Este tempo e algumas centenas de juris realizados me fizeram concluir que sim. 

Tais decisões estariam dentro do que chamo de "espaço de soberania", espaço este impenetrável por outros órgãos do Poder Judiciário por absoluta definição e determinação constitucional, que previu a soberania dos veredictos populares.

Mas quais decisões do júri seriam estas?

Antes de responder a esta indagação, releva registrar que não estamos nos referindo àqueles casos em que as decisões do tribunal do júri estejam amparadas por uma das versões probatórias extraíveis dos autos do processo, casos estes em que a jurisprudência se consolidou no sentido de que a opção dos jurados por alguma destas versões não caracteriza decisão manifestamente contrária à prova dos autos.

Neste aspecto, vejamos trecho de decisão da lavra do eminente ministro Gilmar Mendes, de 31/8/2018, proferida no julgamento do RE 982.162/SP, interposto pela Defensoria Pública de São Paulo, in verbis:

Inicialmente, tenho que, realmente, o acórdão relativizou a soberania dos veredictos.

É que o recorrente, submetido a julgamento pelo Tribunal do Júri, alegou legítima defesa e, ao “SIM”, pela absolvição, os jurados resolveram acatar a tese defensiva, com base na prova dos autos.

O Tribunal de origem, ao apreciar a apelação, registrou que a decisão dos jurados foi manifestamente contrária à prova dos autos, razão por que deve o recorrente ser submetido a novo julgamento. Destaco trecho do acórdão:

“A testemunha Noélia, ouvida as fls 616/617, sustentou que viu o réu com uma faca; todavia, na hora dos fatos estava trabalhando, nada tendo visto. Já a testemunha de defesa Moacyr, amigo de infância de Álvaro, afirmou, a fls. 618/619, que José Ademilson, a vítima, estava armado, chegando a atirar. Depois, ouviu disparos e soube que a vítima fora atingida. “Por outro lado, do relato do policial militar ouvido a assertiva de que arma de fogo alguma se viu apreendida em poder do ofendido. Desta forma, tem-se que as versões ofertadas se mostraram francamente antagônicas, a roborar o posicionamento ministerial de que a decisão proferida – aliás calcada em contraditórios testemunhos defensivos – restou dissociada do contexto fático-probatório dos autos.”

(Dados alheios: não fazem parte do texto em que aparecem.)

PR #724, opened 2021-08-19
Fix various bugs

mymindstorm:


src/background.ts
```diff
@@ -269,7 +269,8 @@ async function getTotp(text: string, silent = false) {
           entryData[hash].algorithm = algorithm;
         }
         if (
-          (await EntryStorage.hasEncryptedEntry()) !==
+          // If the entries are encrypted and we aren't unlocked, error.
```
Sneezry, line 272: What if the entries are not encrypted, but we are unlocked? I think #705 is in such situation.

Sneezry (approved):

PR #727, opened 2021-08-21
refactor ManagedStorage for save get

Sneezry:
The hard coded `ManagedStorage.get` default value `false` doesn't make sense. We also have keys with string values, and their default values should not be `false`.

### DIFF
--- a/src/models/storage.ts
+++ b/src/models/storage.ts
@@ -4,7 +4,9 @@ import * as uuid from "uuid/v4";
 
 export class BrowserStorage {
   private static async getStorageLocation() {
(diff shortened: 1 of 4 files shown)


src/models/storage.ts
```diff
@@ -4,7 +4,9 @@ import * as uuid from "uuid/v4";
 
 export class BrowserStorage {
   private static async getStorageLocation() {
-    const managedLocation = await ManagedStorage.get("storageArea");
+    const managedLocation = await ManagedStorage.get<"sync" | "local">(
```
mymindstorm, line 7: Shouldn't this be string?

mymindstorm (approved):

PR #527, opened 2024-08-24
elfeed-search: Set mark before showing an entry.

### LINKED ISSUE #526: elfeed-search doesn't set the mark when showing an entry using RET key
Right now, elfeed-search doesn't set the mark when showing an entry using RET key.

That means that back-button cannot go back to the line inside `*elfeed-search*` that was opened.

It would be nicer to set the mark. In addition to back-button being able to go back to the original line, the user can also go back to the original line easier.

daym:
Fixes <https://github.com/skeeto/elfeed/issues/526>.

### DIFF
--- a/elfeed-search.el
+++ b/elfeed-search.el
@@ -847,6 +847,7 @@ browser defined by `browse-url-generic-program'."
   (when (elfeed-entry-p entry)
     (elfeed-untag entry 'unread)
     (elfeed-search-update-entry entry)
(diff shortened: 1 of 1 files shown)


minad:
It seems unusual way to do this. I've not seen other packages using (set-mark-command nil) in similar scenarios. Closing for now. Do you have references where you've seen this pattern before? Pushed an alternative fix.

PR #529, opened 2024-08-26
Normalize queue entries to avoid errors in curl queue consolidation

czan:
This change is attempting to fix the same issue as https://github.com/skeeto/elfeed/pull/524, but in a slightly different way. Rather than maintaining the current shape of queue items, I've attempted to normalise the queue structure to *always* contain a list of URLs.

This has two advantages, to my eyes:
1. it means the queue has a more regular structure, which makes it generally nicer to work with IMO
2. it allows consolidation to work properly when run multiple times, rather than ignoring queue items with a list of URLs (as the code before this change did)

I believe this change will fix the issues reported in https://github.com/skeeto/elfeed/issues/277 (back in 2018!).

### DIFF
--- a/elfeed-curl.el
+++ b/elfeed-curl.el
@@ -410,6 +410,16 @@ DATA is the content to include in the request."
                  for (_ . cb) in elfeed-curl--requests
                  do (run-at-time 0 nil handler buffer cb))))))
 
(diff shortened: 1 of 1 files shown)


minad:
Fixed by #555, commit bbb3cac27b0412d80b327b5cfaab83683c96a2a1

Da leitura do excerto acima, vê-se que há duas versões pelas testemunhas: a de que a vítima estava armada e a de que não foi apreendida arma com ela.

Ora, se há duas provas, uma em favor do réu e outra contra ele, no âmbito do Tribunal do Júri, cabe exclusivamente aos jurados decidir sobre elas.

Ao decidir por absolver o recorrente, os jurados apenas decidiram acatar uma das teses, amparada, obviamente, em prova produzida nos autos, de modo que não há se falar em decisão contrária ao conjunto probatório.

A decisão apenas foi contrária à prova produzida pela acusação, tendo os jurados optado pelas provas produzidas pela defesa.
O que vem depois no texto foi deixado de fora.